*** Opening of Records shown ***

PR #193, opened 2019-06-12
o-forms v7 upgrade

liamkeaton:
## Feature Description
This will be a big one!

o-forms v7 is a complete rewrite of CSS and HTML which requires CSS and HTML changes. It may also require changes to validation, helper files and a rethink of some components.

Initial work is to evaluate what needs to be done. It has discovered holes in the new o-forms coverage for instance the `input[type="tel"]` styling.

## Link to Ticket / Card:
https://trello.com/c/LmXDgDU5/1300-upgrade-o-forms-from-v6-v7

## Screenshots:
TBD

- [ ] Yes

- [ ] Yes

### DIFF
--- a/Makefile
+++ b/Makefile
@@ -25,6 +25,9 @@ test: verify
 unit-test:
 	mocha --recursive --reporter spec tests
 
+unit-test-debug:
+	mocha --recursive --reporter spec tests --inspect-brk
+
 a11y-demo:
 	export TEST_URL=http://localhost:5005; \
 	make a11y
--- a/bower.json
+++ b/bower.json
@@ -36,7 +36,7 @@
     "o-techdocs": "^7.0.9"
   },
   "dependencies": {
-    "o-forms": "^6.0.0",
+    "o-forms": "^7.0.6",
     "n-ui-foundations": "^3.0.1",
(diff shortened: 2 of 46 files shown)


umbobabo:
The look&feel of the component doesn't change a lot so before we proceed with this refactoring we could add Visual Tests (something like https://github.com/NimaSoroush/differencify#about) so we prevent visual regressions.

I have done a quick [POC here](https://github.com/Financial-Times/n-conversion-forms/pull/194)

In this case, components should be snapshotted in isolation. This can be easily done cause we expose the component in single pages like `http://local.ft.com:5005/partial/accept-terms`

umbobabo:
@timnovis heads up that It seems that indentation is changing. It probably means that you have some overwrite in your IDE of the linting configuration or those file where not limited before.

remybach:
Can we close this PR? (mostly asking because I keep getting Pull Panda notifications about it)

liamkeaton:
@remybach we can reopen as a Draft PR?

umbobabo:
I'm closing this PR temporarily. We can re-open it when needed. I will link it to an issue.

*** Close of Records shown ***

What to produce: All records must be transcribed exactly, with none left out.

Answer area:
PR #193, opened 2019-06-12
o-forms v7 upgrade

liamkeaton:
## Feature Description
This will be a big one!

o-forms v7 is a complete rewrite of CSS and HTML which requires CSS and HTML changes. It may also require changes to validation, helper files and a rethink of some components.

Initial work is to evaluate what needs to be done. It has discovered holes in the new o-forms coverage for instance the `input[type="tel"]` styling.

## Link to Ticket / Card:
https://trello.com/c/LmXDgDU5/1300-upgrade-o-forms-from-v6-v7

## Screenshots:
TBD

- [ ] Yes

- [ ] Yes

### DIFF
--- a/Makefile
+++ b/Makefile
@@ -25,6 +25,9 @@ test: verify
 unit-test:
 	mocha --recursive --reporter spec tests
 
+unit-test-debug:
+	mocha --recursive --reporter spec tests --inspect-brk
+
 a11y-demo:
 	export TEST_URL=http://localhost:5005; \
 	make a11y
--- a/bower.json
+++ b/bower.json
@@ -36,7 +36,7 @@
     "o-techdocs": "^7.0.9"
   },
   "dependencies": {
-    "o-forms": "^6.0.0",
+    "o-forms": "^7.0.6",
     "n-ui-foundations": "^3.0.1",
(diff shortened: 2 of 46 files shown)


umbobabo:
The look&feel of the component doesn't change a lot so before we proceed with this refactoring we could add Visual Tests (something like https://github.com/NimaSoroush/differencify#about) so we prevent visual regressions.

I have done a quick [POC here](https://github.com/Financial-Times/n-conversion-forms/pull/194)

In this case, components should be snapshotted in isolation. This can be easily done cause we expose the component in single pages like `http://local.ft.com:5005/partial/accept-terms`

umbobabo:
@timnovis heads up that It seems that indentation is changing. It probably means that you have some overwrite in your IDE of the linting configuration or those file where not limited before.

remybach:
Can we close this PR? (mostly asking because I keep getting Pull Panda notifications about it)

liamkeaton:
@remybach we can reopen as a Draft PR?

umbobabo:
I'm closing this PR temporarily. We can re-open it when needed. I will link it to an issue.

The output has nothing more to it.